A: Standard & Poor's initiated coverage on Krispy Kreme last Friday as a "sell." After rising more than 700% since its highly successful initial public offering in April, 2000, I believe the risk is high...the stock's excessive valuation -- at more than 90 times my estimated earnings per share for fiscal 2002 (ending in January) -- is unjustified. I expect investor euphoria to wane and profit-taking pressures to ensue after its mid-June 2-for-1 stock split is effected. I love the doughnuts, but would still sell the stock!
Q: Which techs would you keep and which sell?
A: Standard & Poor's continues to recommend underweighting technology shares, due to the continued pressures on information technology spending. As a consequence, we advise investors to wait for a sign of an uptick in information technology orders before rushing in and making big commitments in this sector...
One area within the technology sector, however, that does have some speculative appeal is in the semiconductor industry. Standard & Poor's industry analyst Thomas Smith believes that there are several semiconductor stocks that are poised for a near-term upturn, including Applied Materials (AMAT), Linear Technology Corp. (LLTC), and KLA-Tencor Corp. (KLAC).

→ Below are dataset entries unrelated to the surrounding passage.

Issue #498, opened 2026-08-08
The resume config-change warning baselines off state.json, inside the tree it polices


pbean:
Found while re-validating PR #495 (#461 point 4). Minor, but it makes a shipped line of code read as a security control when it is not one.

## The asymmetry

PR #495 added two consumers of the launch-time `config_digest`. Only one of them has a baseline an agent cannot reach.

**The auto-sweep gate is sound.** `_sweep_factory`'s `trusted_digest` is threaded in memory from launch — `cli.py` `cmd_run` computes it once and passes it in, and `_resume_paused_run` passes the freshly computed `new_digest`. It is never read back from disk, so a driven session has nothing to rewrite. That is the refusal path, and it holds.

**The resume warning is advisory.** It compares against `state.trusted_config_digest`:

```python
security_config_changed = bool(state.trusted_config_digest) and (
    new_digest != state.trusted_config_digest
)
```

`RunState` round-trips through `<project>/.bmad-loop/runs/<id>/state.json` (`runs.RUNS_DIR = .bmad-loop/runs`, `run_dir_for`) — inside the same agent-writable tree `config_digest`'s own docstring says driven sessions can write anywhere in. A session that rewrites `policy.toml` can also rewrite that field and the operator is never told. Blanking it is enough: the `bool(...)` guard reads `""` as "no prior pin, no warning".

So the warning catches an incidental or accidental config change. It does not catch a deliberate one, which is the case it is worded for ("re-read `.bmad-loop/policy.toml` … first if you did not make that edit").

## Scope

This is not specific to one field. Every `RunState` field has the property — `policy_snapshot`, the budget counters, `paused_reason`. `trusted_config_digest` is just the first one that reads like a security control, which is why it is worth either fixing or saying out loud.

Fixed for now by saying it out loud: the comment at the comparison site now states that it is advisory and why, so the next reader does not mistake it for the gate.

## Options

1. **Leave it advisory, documented.** What is shipped. Defensible: the human-present path only warns by design, and an adversary who can rewrite `state.json` has other levers anyway.
2. **Hold the resume baseline outside the project tree** — e.g. alongside other user-scoped state rather than in the run dir. Closes it for this field only, and puts one `RunState` field somewhere different from the rest, which is a coherence cost.
3. **Treat `state.json` integrity as its own concern** — the honest general fix, and much larger than #461 point 4. Would subsume this.

No action needed for #495 to land; the gate it adds is unaffected.

Related: #461, PR #495.

[...]

Issue #461, opened 2026-08-05
`init` vendors the hook relay into the agent-writable workspace, turning a file-write primitive into unattended persistent code execution


LuckierTrout:
## Summary

`bmad-loop init` writes `bmad_loop_hook.py` into `<project>/.bmad-loop/` and registers that in-workspace path in each CLI's hook config. Because the driven sessions have write access to that same tree, **a session with only a file-write primitive — no exec — can gain unattended code execution that persists across all future sessions in the project**, including ordinary interactive sessions running under normal permission modes.

The relay's own code is clean. This is about *where* `init` places it and what it registers.

A second, smaller issue in the relay's event write is included at the bottom.

## Environment

- `bmad-loop` 0.9.0, installed via `uv tool install "bmad-loop[tui] @ git+…"` at commit `f512288f4e7ca4f028da324b280762fd413b9f90`
- Adapters registered: `claude`, `codex` (`codex-cli` 0.146.0)
- macOS (arm64), Python 3.11
- `bmad-loop init --project <root> --cli claude --cli codex`

---

### What `init` produces

```
.claude/settings.json   hooks → python3 <project>/.bmad-loop/bmad_loop_hook.py <Event>
.codex/hooks.json       hooks → python3 <project>/.bmad-loop/bmad_loop_hook.py <Event>
```

Every element of that chain is writable by the very sessions the orchestrator drives:

1. **The relay script** lives at `<project>/.bmad-loop/bmad_loop_hook.py` — inside the worktree.
2. **The interpreter is `python3`, resolved via `PATH`.** On this machine ~8 user-writable directories precede `/usr/bin`, so the interpreter is hijackable without touching any repo file.
3. **The hook config files themselves** (`.claude/settings.json`, `.codex/hooks.json`) are in-workspace and writable.
4. **Same class, adjacent blast radius:** `.bmad-loop/policy.toml` `[verify] commands` (run by the orchestrator on the host after a clean review) and `.bmad-loop/profiles/*.toml`, which overlay the packaged profile *including `binary`* — the command the orchestrator launches.

### Why it matters

Hooks execute **outside the CLI permission system**. A prompt-injected dev/review session, a malicious dependency, or any code path with a write primitive can append a payload to the relay. Nothing runs at that moment. On the next `SessionStart` of *any* session in the project — including the operator's ordinary interactive `claude`, in a mode where every Bash call would be prompted — the payload executes with the user's full credentials and **no approval prompt**.

[...]

Issue #139, opened 2026-07-14
Worktree teardown race crashes the run after a successful merge


tjoignant:
**Version:** bmad-loop 0.8.1 (uv tool) · macOS 15 (Darwin 24.6.0) · git worktree isolation, `adapter.name = "claude"`

## Summary

When a story's session leaves a process still writing into its worktree (for us: pytest), `close_unit_workspace` fails teardown and crashes the whole run — *after* `unit-merged` has already landed the work on the target branch. No code is lost, but the run dies and leaves an orphaned worktree directory with a dangling `.git` gitfile.

Hit 2 out of 2 backend stories in a single sweep run, with an identical fingerprint.

## What I expected

A merged story tears down its worktree. If the teardown can't complete, that's housekeeping — it should be logged and reconciled, not turn a successful merge into a run crash.

## Observed

`crash.txt`:

```
File ".../bmad_loop/workspace.py", line 157, in close_unit_workspace
    verify.worktree_remove(unit.repo_root, unit.path, force=not success)
GitError: git worktree remove .../worktrees/dw-db-schema-and-gate-falsifiability failed:
error: failed to delete '.../worktrees/dw-db-schema-and-gate-falsifiability': Directory not empty

During handling of the above exception, another exception occurred:
  File ".../bmad_loop/workspace.py", line 159, in close_unit_workspace
GitError: git worktree remove ... failed:
fatal: '.../worktrees/dw-db-schema-and-gate-falsifiability' is not a working tree
```

Timeline (journal `ts` + file mtimes on the leftover worktree):

```
16:13:02  session-end            review-2
16:13:04  unit-merged            <- work is safely on the target branch
16:13:04  worktree root mtime    <- git worktree remove starts
16:13:07  backend/.pytest_cache/{CACHEDIR.TAG,README.md,.gitignore} written
16:13:09  rmdir(worktree) -> ENOTEMPTY -> run-crash
```

Those are file *content* writes (own mtimes), not git deletions — a pytest process from the just-ended session was still alive and recreated the cache dir after git had scanned past it. The second story is the same to the second (cache written `11:42:20`, crash `11:42:21`). In both leftover worktrees the only surviving entry under `backend/` is `.pytest_cache`.

## Analysis (my reading, less certain than the above)

Two separate things combine:

[...]

PR #568, opened 2026-08-13
feat(events): relocate the hook event channel to a user-scoped state root (#494)

### LINKED ISSUE #494: Windows: narrowed but non-zero check-to-write race in the hook relay's event write
## What

On Windows the hook relay's event write still has an open (but narrowed)
check-to-write window. `src/bmad_loop/data/bmad_loop_hook.py::_write_event`
refuses a redirected `events/` dir (symlink or junction), then — on the fallback
path only — re-resolves the directory **by path** for the `os.open` and the
`os.replace`.

PR #493 narrowed this: the redirect check runs again after the payload is
written and before it is published, so a junction that is swapped in and **left
in place** is refused and the temp file removed. What remains is a
swap-and-restore inside the window: replace `events/` with a junction, let the
relay create its temp file inside the attacker's directory, then restore the
real directory before the post-write check runs.

## Why it is not already fixed

POSIX closes this properly — the create+rename are anchored to a `dir_fd` opened
`O_RDONLY|O_DIRECTORY|O_NOFOLLOW`, so no later path resolution happens.

Windows has no equivalent reachable from the standard library:
`os.supports_dir_fd` is empty there (dir_fd is implemented with the POSIX `*at`
calls), and Python exposes no handle-relative open. Closing it properly needs a
directory handle from `CreateFileW` with
`FILE_FLAG_BACKUP_SEMANTICS | FILE_FLAG_OPEN_REPARSE_POINT`, and then
`NtCreateFile` with `OBJECT_ATTRIBUTES.RootDirectory` set to it — i.e. `ctypes`
against `ntdll`, inside a relay that is **stdlib-only by contract** and runs
under whatever interpreter the host happens to have. That is disproportionate to
the residual risk and carries its own hazard: a bug in it stops hook delivery on
Windows, which stalls every run — the exact harm being defended against.

## Residual risk

Low. The attacker must win a precisely-timed race against a hook that fires at
moments they do not control, and must restore the real directory immediately
after. Failing the race in either direction is safe: a persistent junction is
refused (before or after the write), and a refusal degrades to the same
`session_timeout_min` path the run would have hit anyway. No silent redirect
survives unless the restore is perfectly timed.

## Options if this is ever picked up

1. Accept and document (status quo). The narrowed window is recorded in the
   `_write_event` docstring.
2. `ctypes` + `NtCreateFile` handle-relative open on Windows. Correct, but a
   large Windows-CI-only-testable surface in a stdlib-only relay.
3. Move the relay's event writes out of the agent-writable tree entirely, which
   removes the attacker's ability to touch `events/` at all. This overlaps with
   the direction of #461 Phase 2 and is probably the cheapest real close.

Option 3 is the one worth evaluating first.

Follow-up from #461 Phase 1 (PR #493), raised by an automated reviewer on that PR.

pbean:
A run's hook-event channel — the only path by which a session reports that it stopped —
lived at `<project>/.bmad-loop/runs/<run-id>/events/`, inside the tree the driven session
is free to write. This moves it to a user-scoped state root, and adds the root itself as a
reusable place for run control-plane state that must outlive a branch switch.

## The recorded decisions

Both issues were triaged to the same shape on 2026-08-08, and the maintainer decision on
each says explicitly that they land as one relocation.

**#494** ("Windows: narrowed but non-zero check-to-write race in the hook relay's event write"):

Q: What about Philip Morris (MO)?
A: S&P analyst Rick Joy continues to recommend "buy" on Philip Morris. The company's dominant market position in tobacco and imminent public offering of a portion of its Kraft Foods powerhouse make these shares appealing. Standard & Poor's believes that the shares are significantly undervalued in light of the company's broad array of market-leading consumer brands, which we believe more than offsets the inherent risk of tobacco regulation and litigation.
Q: How much importance do you give to book value of a stock?
A: Book value is important in assessing financial stocks, because many of their financial assets are carried on their books at or close to market prices, and book value is therefore a meaningful gauge of value. However, book value is much less important as a valuation tool in most other industries, because the assets carried on the books for most nonfinancial companies are not highly correlated with their true market value. For nonfinancial companies, a better gauge of value is assessing the company's future cash flows that can be generated from its existing base of assets.
Q: Ken, what sectors does S&P suggest overweighting now, and could you give us a quick sample of "buys" in each?
A: Sure. Standard & Poor's recommends overweighting the basic materials, consumer cyclicals, energy, and utilities sectors. Our favorite stocks in each sector are: Smurfit-Stone Container for basic materials (SSCC); Barnes & Noble in the consumer cyclical sector (BKS), Exxon Mobil (XOM) in the energy sector; and Calpine (CPN) in the utilities sector.